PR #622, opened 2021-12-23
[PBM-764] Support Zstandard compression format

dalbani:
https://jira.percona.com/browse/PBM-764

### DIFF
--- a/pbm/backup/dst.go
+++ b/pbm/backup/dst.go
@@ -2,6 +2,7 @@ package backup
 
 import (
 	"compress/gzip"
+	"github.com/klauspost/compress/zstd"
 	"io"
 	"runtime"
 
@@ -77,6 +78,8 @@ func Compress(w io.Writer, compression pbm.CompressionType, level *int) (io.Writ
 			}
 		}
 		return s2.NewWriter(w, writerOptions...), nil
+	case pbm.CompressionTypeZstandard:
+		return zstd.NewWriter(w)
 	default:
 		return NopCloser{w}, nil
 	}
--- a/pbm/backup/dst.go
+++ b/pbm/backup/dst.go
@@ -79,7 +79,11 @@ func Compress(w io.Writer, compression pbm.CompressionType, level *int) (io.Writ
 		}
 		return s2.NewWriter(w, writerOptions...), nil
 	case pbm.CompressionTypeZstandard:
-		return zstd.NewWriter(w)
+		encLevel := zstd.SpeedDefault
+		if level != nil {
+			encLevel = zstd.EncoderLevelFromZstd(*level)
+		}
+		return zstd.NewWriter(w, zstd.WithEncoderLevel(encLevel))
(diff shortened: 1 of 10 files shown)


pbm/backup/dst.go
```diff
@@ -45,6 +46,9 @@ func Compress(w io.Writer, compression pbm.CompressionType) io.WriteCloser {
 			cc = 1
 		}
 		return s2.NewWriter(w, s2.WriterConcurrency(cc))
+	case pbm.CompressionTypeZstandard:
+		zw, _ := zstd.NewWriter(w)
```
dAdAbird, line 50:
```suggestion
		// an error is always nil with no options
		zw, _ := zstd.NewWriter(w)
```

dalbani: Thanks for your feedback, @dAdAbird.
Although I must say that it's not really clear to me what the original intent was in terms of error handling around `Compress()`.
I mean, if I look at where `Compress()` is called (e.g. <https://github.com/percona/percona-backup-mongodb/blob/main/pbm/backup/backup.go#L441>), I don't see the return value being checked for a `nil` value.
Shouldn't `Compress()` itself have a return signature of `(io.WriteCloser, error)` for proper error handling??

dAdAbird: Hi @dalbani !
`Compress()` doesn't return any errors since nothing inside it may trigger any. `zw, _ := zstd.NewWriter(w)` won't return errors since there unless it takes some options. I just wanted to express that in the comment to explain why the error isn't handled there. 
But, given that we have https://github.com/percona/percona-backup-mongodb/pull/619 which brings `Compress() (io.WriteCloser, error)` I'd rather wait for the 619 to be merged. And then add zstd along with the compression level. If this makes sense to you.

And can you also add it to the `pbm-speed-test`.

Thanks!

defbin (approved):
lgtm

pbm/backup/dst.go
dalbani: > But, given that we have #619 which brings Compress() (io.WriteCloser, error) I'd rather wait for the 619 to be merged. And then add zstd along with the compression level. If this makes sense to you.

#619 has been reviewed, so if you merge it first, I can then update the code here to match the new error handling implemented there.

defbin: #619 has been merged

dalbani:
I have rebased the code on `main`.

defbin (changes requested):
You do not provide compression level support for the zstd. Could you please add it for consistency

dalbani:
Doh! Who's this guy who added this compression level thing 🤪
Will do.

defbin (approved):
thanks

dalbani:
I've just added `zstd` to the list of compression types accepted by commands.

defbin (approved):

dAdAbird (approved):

◆ ◆ ◆ ◆ ◆ ◆ ◆

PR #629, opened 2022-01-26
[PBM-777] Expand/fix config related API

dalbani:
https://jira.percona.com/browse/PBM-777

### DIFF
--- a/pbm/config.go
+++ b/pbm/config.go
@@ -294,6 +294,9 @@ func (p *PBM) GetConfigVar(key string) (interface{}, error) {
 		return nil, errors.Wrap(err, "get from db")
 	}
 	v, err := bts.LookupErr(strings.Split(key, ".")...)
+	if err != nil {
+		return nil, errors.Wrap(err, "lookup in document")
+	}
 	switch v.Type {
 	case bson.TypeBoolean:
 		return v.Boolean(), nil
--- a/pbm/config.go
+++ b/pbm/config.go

◆ ◆ ◆ ◆ ◆ ◆ ◆

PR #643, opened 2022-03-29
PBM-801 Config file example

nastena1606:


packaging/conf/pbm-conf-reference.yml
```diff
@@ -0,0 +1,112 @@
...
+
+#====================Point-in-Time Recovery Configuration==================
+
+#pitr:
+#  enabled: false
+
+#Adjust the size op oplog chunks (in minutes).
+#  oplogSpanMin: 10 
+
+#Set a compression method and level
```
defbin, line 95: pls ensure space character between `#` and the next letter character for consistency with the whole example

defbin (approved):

◆ ◆ ◆ ◆ ◆ ◆ ◆

> [What is expected]:
For each line above that contains the word "which", make a copy.

> [Response to this task]:
But, given that we have https://github.com/percona/percona-backup-mongodb/pull/619 which brings `Compress() (io.WriteCloser, error)` I'd rather wait for the 619 to be merged. And then add zstd along with the compression level. If this makes sense to you.
dalbani: > But, given that we have #619 which brings Compress() (io.WriteCloser, error) I'd rather wait for the 619 to be merged. And then add zstd along with the compression level. If this makes sense to you.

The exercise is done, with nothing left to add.